On Wed, May 14, 2008 at 10:40:30AM -0500, Shawn Walker wrote:
> On Wed, May 14, 2008 at 10:22 AM, Alexander Vlasov
> > Packaging quality directly benefit users -- or make them cry.
> 
> Having a build system being part of the packaging system is not a
> guarantee of the resulting package quality, nor does it in my view,
> greatly benefit packaging quality.

In the strictest sense, true.  What does happen though is that since
is the distribution maintainer's responsibility to ensure quality,
and since the only reliable way to ensure quality is to build the
packages yourself, maintainers end up building each package
themselves.  This is where a packaging system which can handle
builds really comes into its own.  Think of the plight of
a distribution maintainer who does not have the QA apparatus of
a company like Sun behind him.  He would have to struggle with
wildly different build setups of different packages just to get the
bits in place.

Also, having a packaging system support a build system does not mean
it has to adapt to every single build setup out there.  Alexander
already made this point, and it is worth repeating.  What is needed
is some way of packaging a build recipe so that a package can be
rebuilt reliably.  In case where the build is too complex to encode
the build recipe for, you can always fall back to just delivering
pre-built binaries, like all existing package managers do.

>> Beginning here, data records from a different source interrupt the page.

PR #11219, opened 2023-08-05
Allow searching by a substring of the title ID

zeltermann:
Now I can just type `0001000` and easily find qlaunch.

### DIFF
--- a/src/yuzu/game_list.cpp
+++ b/src/yuzu/game_list.cpp
@@ -214,13 +214,17 @@ void GameList::OnTextChanged(const QString& new_text) {
             const int children_count = folder->rowCount();
             for (int j = 0; j < children_count; ++j) {
                 ++children_total;
+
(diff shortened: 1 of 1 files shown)


src/yuzu/game_list.cpp
```diff
@@ -214,13 +214,17 @@ void GameList::OnTextChanged(const QString& new_text) {
             const int children_count = folder->rowCount();
             for (int j = 0; j < children_count; ++j) {
                 ++children_total;
+
                 const QStandardItem* child = folder->child(j, 0);
+
+                qulonglong program_id = child->data(GameListItemPath::ProgramIdRole).toULongLong();
```
FearlessTobi, line 220:
```suggestion
                const auto program_id = child->data(GameListItemPath::ProgramIdRole).toULongLong();
```

liamwhite (approved):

> It depends on which target audience you are talking about.
> 
> I know *many* individuals (and organisations) that run binaries of
> their own, or from the developer, instead of using what their
> distribution packaged because it is much older than what is available.

They are just working around the limitations of the distribution
system.  This will happen with any packaging system, including IPS,
if they do not keep up with package releases.

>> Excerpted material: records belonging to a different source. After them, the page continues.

PR #11221, opened 2023-08-05
service: pctl: Implement functions needed for QLaunch

german77:
Same as with other PR. Verified with homebrew on HW. Get's a bit closer to launching QLaunch.

### DIFF
--- a/src/core/hle/service/pctl/pctl_module.cpp
+++ b/src/core/hle/service/pctl/pctl_module.cpp
@@ -6,6 +6,7 @@
 #include "core/file_sys/control_metadata.h"
 #include "core/file_sys/patch_manager.h"
 #include "core/hle/service/ipc_helpers.h"
+#include "core/hle/service/kernel_helpers.h"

> >> You will find very few *successful* developers that do not *also*
> >> distribute a binary in addition to source code.
> >>
> >
> > Binaries from author are pointless. regular user should use package,
> > enthusiast should use source.
> 
> Binaries from the author are not pointless. Especially when you have a
> stable, guaranteed environment like what we have with
> OpenSolaris/Solaris.

But IPS is not just for stable environments like OpenSolaris, is it?

> > Who is responsible for security support of
> > developer-built binary? Who tested it on particular distribution?
> 
> The developer, if they're providing the packages.

Not with distributions, no.  Which is one more reason why
distributions do not pick up developer-provided binaries.  The
distribution would be responsible for handling any security issues.

Venky.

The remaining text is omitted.